Agree with the above. In terms of finances alone, going through medical training is almost certainly not worth it. It has to be significantly more than a financial proposition to you, or you're better off doing something else.

And Nas, being an attending is better than being an intern like being in a romantic relationship is better than taking a sex ed class. Yes, the class helps you learn the basics, but it's still not the same as actually "practicing." 😉

Well that's some good news then.

Oh god...sex ed class. Is it still that bad these days. It seems like it would be different in the internet era. Not like me looking at the women's underwear advertisement in the newspaper and wondering what was happening to me.

Only to listen to some jock in polyester coaching shorts and a polo saying the word penis too much in a class and expecting us not to laugh.
 
The other part of the strangeness of the question is that it can be directed only half-hazardly at one's own former self... who no longer exists anyway. Or if who does exist....exists in one of an infinite number of possible selves. Which effectively makes the asker the answerer in any case.

What does the fully committed physician really know about what she would do differently. How she might have been a pastry chef instead. Or a punk rocker.

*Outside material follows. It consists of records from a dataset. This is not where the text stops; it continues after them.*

PR #2992, opened 2026-01-01
[Samsung] Implement product changes

MarkVillacampa:
Added support for Galaxy Store product changes by introducing the GalaxyReplacementMode enum and a new PurchaseParam config method .galaxyReplacementMode().


purchases/src/main/kotlin/com/revenuecat/purchases/models/GalaxyReplacementMode.kt
```diff
@@ -0,0 +1,84 @@
...
+import com.samsung.android.sdk.iap.lib.constants.HelperDefine
+/**
+ * Enum of possible replacement modes to be passed to a Samsung Galaxy Store subscription change.
+ * Ignored for Google Play and Amazon purchases.
+ *
+ * See https://developer.samsung.com/iap/subscription-guide/manage-subscription-plan/proration-modes.html
+ * for more details.
+ */
+enum class GalaxyReplacementMode(
+    val samsungProrationMode: HelperDefine.ProrationMode,
```
JayShortway: Could we make this internal, to keep Samsung's types out of our public API where possible?

purchases/src/main/kotlin/com/revenuecat/purchases/models/GalaxyReplacementMode.kt
```diff
@@ -0,0 +1,84 @@
...
+        }
+
+        override fun createFromParcel(`in`: Parcel): GalaxyReplacementMode? {
+            return `in`.readString()?.let { GalaxyReplacementMode.valueOf(it) }
+        }
+
+        override fun newArray(size: Int): Array<GalaxyReplacementMode?> {
+            return arrayOfNulls(size)
+        }
+    }
```
JayShortway: You should be able to annotate `GalaxyReplacementMode` with `@Parcelize`, and then you can remove all the manual parcelling code.

purchases/src/main/kotlin/com/revenuecat/purchases/PurchaseParams.kt
```diff
@@ -131,12 +138,22 @@ class PurchaseParams(val builder: Builder) {
...
 
+        /*
+         * The [GalaxyReplacementMode] to use when replacing the given oldProductId. Defaults to
+         * [GalaxyReplacementMode.IMMEDIATE_WITHOUT_PRORATION].
+         *
+         * Only applied for Galaxy Store product changes. Ignored for Google Play and Amazon Appstore purchases.
+         */
+        fun galaxyReplacementMode(galaxyReplacementMode: GalaxyReplacementMode) = apply {
+            this.galaxyReplacementMode = galaxyReplacementMode
+        }
```
JayShortway, line 157: This is quite a leaky abstraction. Any chance we can unify these into a single `ReplacementMode`? 

I understand we want to move fast, so maybe now's not the time to do it. But we could buy ourselves some time if we annotate this with `@ExperimentalPreviewRevenueCatPurchasesAPI`.

purchases/src/main/kotlin/com/revenuecat/purchases/galaxy/handler/ChangeSubscriptionPlanHandler.kt
```diff
@@ -0,0 +1,145 @@
...
+import com.revenuecat.purchases.strings.PurchaseStrings
+import com.samsung.android.sdk.iap.lib.vo.ErrorVo
+import com.samsung.android.sdk.iap.lib.vo.PurchaseVo
+
+internal class ChangeSubscriptionPlanHandler(
+    private val iapHelper: IAPHelperProvider,
+) : ChangeSubscriptionPlanResponseListener {
+
+    @get:Synchronized
+    private var inFlightRequest: Request? = null
```
JayShortway, line 26: This only synchronizes the getter, but this field is set too. Maybe synchronization is not needed since this is only executed sequentially? But if we _are_ synchronizing I think we should synchronize both reads and writes, if only to avoid confusion.

purchases/src/main/kotlin/com/revenuecat/purchases/galaxy/handler/ChangeSubscriptionPlanHandler.kt
```diff
@@ -0,0 +1,145 @@
...
+
+    private data class Request(
+        val newProductId: String,
+        val oldProductId: String,
+        val onSuccess: (PurchaseVo) -> Unit,
+        val onError: (PurchasesError) -> Unit,
+    )
+
+    @OptIn(GalaxySerialOperation::class)
+    override fun changeSubscriptionPlan(
```
JayShortway: Shouldn't this propagate `@GalaxySerialOperation`? Maybe I don't fully understand how it works haha.


```suggestion
    @GalaxySerialOperation
    override fun changeSubscriptionPlan(
```

api-tester/src/main/java/com/revenuecat/apitester/kotlin/GalaxyReplacementModeAPI.kt
```diff
@@ -0,0 +1,23 @@
+package com.revenuecat.apitester.kotlin
+
+import com.revenuecat.purchases.models.GalaxyReplacementMode
+import com.samsung.android.sdk.iap.lib.constants.HelperDefine
+
+@Suppress("unused", "UNUSED_VARIABLE")
+private class GalaxyReplacementModeAPI {
```
JayShortway, line 8: I know tests are (probably) not working on the `samsung-dev` branch, but I think it would be good to run `scripts/api-dump.sh` (and commit) so we can inspect the actual public API surface.

purchases/src/main/kotlin/com/revenuecat/purchases/galaxy/handler/ChangeSubscriptionPlanHandler.kt
```diff
@@ -0,0 +1,145 @@
...
+            log(LogIntent.GALAXY_ERROR) { GalaxyStrings.CHANGE_SUBSCRIPTION_PLAN_NO_OLD_PRODUCT_ID }
+            val error = PurchasesError(
+                code = PurchasesErrorCode.PurchaseInvalidError,
+                underlyingErrorMessage = GalaxyStrings.CHANGE_SUBSCRIPTION_PLAN_NO_OLD_PRODUCT_ID,
+            )
+            onError(error)
+            return
+        }
+
+        this.inFlightRequest = Request(
```
JayShortway: Nit, consistency:
```suggestion
       inFlightRequest = Request(
```

purchases/src/main/kotlin/com/revenuecat/purchases/galaxy/handler/ChangeSubscriptionPlanHandler.kt
```diff
@@ -0,0 +1,145 @@
...
+            )
+            val onError = inFlightRequest?.onError
+            clearInFlightRequest()
+            onError?.invoke(purchasesError)
+            return
+        }
+
+        val onSuccess = inFlightRequest?.onSuccess
+        clearInFlightRequest()
+        onSuccess?.invoke(purchase)
```
JayShortway, line 128: Should we verify that the `purchase` matches the `inFlightRequest` before calling `onSuccess`? (Also applies to `handleUnsuccessfulResponse`.)

purchases/src/main/kotlin/com/revenuecat/purchases/PurchaseParams.kt
MarkVillacampa: Agreed, I just followed what we do for Google with `googleReplacementMode`. One argument against a unified ReplacementMode API could be that a replacement mode in one platform might not necessarily translate 1:1 to a similar replacement mode in a different platform, apart from some replacement modes simply not being available in some platforms. We'd need to rely on documentation and runtime checks/errors while making this a bit more leaky allow for more explicit choices by developers. Gonna leave it as it is for now and we can revisit.

purchases/src/main/kotlin/com/revenuecat/purchases/galaxy/handler/ChangeSubscriptionPlanHandler.kt
MarkVillacampa: Hmm agreed. gonna let @fire-at-will chime in when he's back as this is copied over from other handlers.

purchases/src/main/kotlin/com/revenuecat/purchases/galaxy/handler/ChangeSubscriptionPlanHandler.kt
MarkVillacampa: That sounds right, we're doing that in all other handlers *except* the purchase handler, changed in both places

purchases/src/main/kotlin/com/revenuecat/purchases/PurchaseParams.kt
tonidero: I do think we should try to unify them, even with that potential drawback... As mentioned above, we could use `@ExperimentalPreviewRevenueCatPurchasesAPI` temporarily and/or create some tickets to make sure we revisit this before merging this into main.

If we did want to go this route, we probably also would want to add some runtime checks to make sure the correct replacement mode is used depending on the configured store.

purchases/src/main/kotlin/com/revenuecat/purchases/galaxy/handler/ChangeSubscriptionPlanHandler.kt
fire-at-will: @JayShortway  Great callout!! 

I think that some form of synchronization at this level of the code is still appropriate since it's _technically_ possible that the callbacks that are executed by the Samsung SDK could be on a different thread from the original calling thread. I think that a better approach would be to use either `AtomicReference` on the `inFlightRequest` or a dedicated lock for the `inFlightRequest`, so that we can protect both gets and sets on the `inFlightRequest`.

If it's alright with y'all, my vote would be to merge this into the dev branch as-is, and then tackle the synchronization for the `inFlightRequest`s in all of the handlers in it's own dedicated PR, as there are several of these that use this existing pattern, and I think it would be easier to review if we migrate them over together.

purchases/src/main/kotlin/com/revenuecat/purchases/PurchaseParams.kt
fire-at-will: When comparing `GoogleReplacementMode`/`GalaxyReplacementMode`, it looks like the galaxy store has no equivalent to `GoogleReplacementMode.CHARGE_FULL_PRICE`. If we were to go down the route of unifying these, I could see a developer who uses `GoogleReplacementMode.CHARGE_FULL_PRICE` creating a Galaxy version of their app, not test it the product change flow, release it to the app store, and then face unexpected errors when the SDK's runtime checks/errors state that there's no equivalent for the Galaxy Store.

If we go towards a unified approach, we'll probably want to deprecate the existing `PurchaseParams.googleReplacementMode()` function in favor of the new, unified one.

Since this is what we've already shipped to a customer, I'll go ahead and mark it as `@ExperimentalPreviewRevenueCatPurchasesAPI` for now.

fire-at-will: Marked it as experimental in 0e2850191c427742b4dd8319fe9e81e268f1d778 👍

purchases/src/main/kotlin/com/revenuecat/purchases/galaxy/handler/ChangeSubscriptionPlanHandler.kt
JayShortway: Tackling later works for me. 

Coincidentally I wrote [a comment](https://github.com/RevenueCat/purchases-android/pull/2988#discussion_r2664849219) today on a totally different PR that applies here too haha:

>This [`AtomicReference`] needs [core library desugaring](https://developer.android.com/studio/write/java8-support-table) afaik 🙁
>
>Maybe we can just use a good ol' lock?

Core library desugaring enables "newer" Java 8 APIs to be used, but we shouldn't enable that as a library. That's more of an app-level decision. So yea, I'd say we use a lock.

purchases/src/main/kotlin/com/revenuecat/purchases/models/GalaxyReplacementMode.kt
```diff
@@ -0,0 +1,65 @@
+package com.revenuecat.purchases.models
+
+import com.revenuecat.purchases.ExperimentalPreviewRevenueCatPurchasesAPI
+import com.revenuecat.purchases.ReplacementMode
+import com.samsung.android.sdk.iap.lib.constants.HelperDefine
+import kotlinx.parcelize.Parcelize
+
+/**
+ * Enum of possible replacement modes to be passed to a Samsung Galaxy Store subscription change.
+ * Ignored for Google Play and Amazon purchases.
```
fire-at-will:
```suggestion
 * Not used for Google Play and Amazon purchases.
```

fire-at-will (commented):
Looks good so far, I'll add tests this afternoon

purchases/src/main/kotlin/com/revenuecat/purchases/galaxy/handler/ChangeSubscriptionPlanHandler.kt
fire-at-will: Using a lock works for me, thanks for the insight, TIL! :D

There are just no answers to these things. Only stories. And more questions.

Each premed is truly on their own. It's folly or worse to imagine otherwise.
 
Only to listen to some jock in polyester coaching shorts and a polo

Tucked in Polo? That's how I like to remember them, tucking all manner of shirts into their silly shorts with "coaching" shoes. Ready at a moments notice to tell us how to do something they used to be able to do but still want to look like they could do.
 
Tucked in Polo? That's how I like to remember them, tucking all manner of shirts into their silly shorts with "coaching" shoes. Ready at a moments notice to tell us how to do something they used to be able to do but still want to look like they could do.
:laugh:.

Is there any other way to wear your polo with your Bike coaching shorts.

Now, that I'm grown, I think of some of the people in charge of me when I was young and it's no wonder I've never had confidence in authority. Most of my coaches were nice though. If somewhat stereotypical with regards to fashion choices. haha. Coaching fashion. haha.